PR #8616, opened 2022-11-17
M3-5996: Cluster Pricing UI updates

dwiley-akamai:
## Description 📝
When an OCA with a UDF regarding clusters is selected, display a notice regarding the number of clusters and the creation of an additional temporary node. Additionally, add text regarding the temporary node and pricing for multiple nodes to the Summary panel.

## Preview 📷
Notice:
Screen Shot 2022-11-18 at 3 08 28 PM

Summary:
Screen Shot 2022-11-18 at 3 09 04 PM

## How to test 🧪
Test the OCA flow with an OCA with clusters and an OCA without clusters. The former should show features like the above screenshots; the latter should be unchanged from their current functionality.

StackScript deployments from other areas of the app should be tested as well to ensure they've not been adversely impacted.

## To-Do
- [x] Test related flows to ensure no adverse effects were created
- [x] Some potential refactors
- [x] Possibly more unit tests

### DIFF
--- a/packages/manager/src/features/linodes/LinodesCreate/LinodeCreate.tsx
+++ b/packages/manager/src/features/linodes/LinodesCreate/LinodeCreate.tsx
@@ -1,11 +1,15 @@
 import { Interface, restoreBackup } from '@linode/api-v4/lib/linodes';
 import { Tag } from '@linode/api-v4/lib/tags/types';
+import { cloneDeep } from 'lodash';
 import * as React from 'react';
 import { connect, MapDispatchToProps, MapStateToProps } from 'react-redux';
 import { RouteComponentProps } from 'react-router-dom';
 import { compose as recompose } from 'recompose';
 import AccessPanel from 'src/components/AccessPanel';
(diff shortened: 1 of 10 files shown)


packages/manager/src/features/linodes/LinodesCreate/LinodeCreate.tsx
```diff
@@ -250,6 +254,12 @@ export class LinodeCreate extends React.PureComponent<
     });
   };
 
+  setNumberOfNodesForUDFSummary = (num: number) => {
+    this.setState({
+      numberOfNodes: num,
+    });
+  };
```
dwiley-akamai, line 261: What's basically happening with the number of nodes is that it gets set via default or user selection in `<UserDefinedFieldsPanel />`, so this function is created here to pass it down through as a callback function. `this.state.numberOfNodes` is then consumed in `<CheckoutSummary />` to display the correct number for the temporary node.

bnussman-akamai (approved):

* _How to complete this task_:
Count each line above that has the word "manager" in it, and write down nothing but the total.

* _Result for this exercise_:
3